In the fairy tale Cinderella’s fairy godmother sprinkles fairy dust on her dress that magically transforms it into a beautiful gown. In the science fiction the female scientist dispenses nano machines that gather atoms from the surrounding environment (including Cinderella’s dress) and build them into molecules then assemble the molecules according to a pattern encoded into the spin state of their electrons into a beautiful gown.
The scientific mumbo jumbo is meaningless but serves as a tag that lets the reader know the story she is reading is science fiction not a fairy tale with magic.
I owe you an apology. I should not have thrown that first post out into the void without some explanation of its origin and significance. So, here goes.
I belong to a neighborhood book club. Thanatopsis, (yes, the club has a name–it also has T-Shirts, but that’s another story) was formed in 1984 and in the thirty-four years since has met once a month to discuss books. From the beginning Thanatopsis has operated on a six month calendar. Each six months a schedule of books to be read is put together and members of the club volunteer to host meetings and to lead discussions. That obviously requires some coordination and the person charged with that coordination has, for reasons lost in the mists of time, been referred to as “The Girl.” The Girl is also tasked with reminding members of upcoming meetings.

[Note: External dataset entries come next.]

PR #10126, opened 2016-07-17
[listprovider] respect select action setting

tamland:
Makes the select action setting work on home screen and other dynamic lists.


tamland:
jenkins build this please

PR #10127, opened 2016-07-17
OpenGL: cleanup vsync

FernetMenta:
fixes false positive log entry: "GL: Vertical Blank Syncing unsupported"


FernetMenta:
jenkins build this please

MartijnKaijser:
you can ignore the failure in testsuite (which is enable by default from now on). It's being fixed in different PR

PR #10129, opened 2016-07-17
CGUIWindowFullScreen: don't call SetDisplayAfterSeek on pause

wiromare:
Fix for the SeekLabel on pause in Estuary after the PR #10103

before the recent changes in CGUIWindowFullScreen::FrameMove() g_infoManager.SetDisplayAfterSeek() was never called on pause 

instead now with this different behavior Player.DisplayAfterSeek return true on pause and it is shown the label "Seeking" instead of "Paused"

maybe this could create some issue even with other skins

before:
err

after:
paused

@FernetMenta, @phil65

### DIFF
--- a/xbmc/video/windows/GUIWindowFullScreen.cpp
+++ b/xbmc/video/windows/GUIWindowFullScreen.cpp
@@ -361,7 +361,7 @@ EVENT_RESULT CGUIWindowFullScreen::OnMouseEvent(const CPoint &point, const CMous
 
 void CGUIWindowFullScreen::FrameMove()
 {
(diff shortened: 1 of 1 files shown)


FernetMenta:
the label "seeking" while paused is a skin issue and needs to be fixed there.

FernetMenta:
the label "seeking" while paused is a skin issue and needs to be fixed there.

wiromare:
ok even I was unsure where fix this, so why I also called phil65 just to point out the small issue, the only doubt was why Player.DisplayAfterSeek return true even on pause

closed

My wife was invited to join Thanatopsis shortly after we moved into the neighborhood in 1986. A few years later I expressed interest in attending and was invited to participate as the token male because while no rule exists regarding the sex of the members and men have been invited to become part of the club from time to time I am the only man foolish or brave enough to join the group. My involvement over the years has been spotty owing to work and other commitments; my wife has been a faithful attendee. Since my retirement four and a half years ago (ah, maybe the subject of another post) I have attended regularly. A year or so after my retirement, the member who was acting as The Girl expressed a desire to move on from that position. As I was retired and secure in my masculinity (toxic though it may be), I volunteered to become The Girl.
So every month I send out reminders of upcoming meetings and occasionally provide other information. I try to amuse myself when writing the reminders. I’m gratified when I’m able to amuse others as well.
My first post was the most recent reminder. It was more involved than most.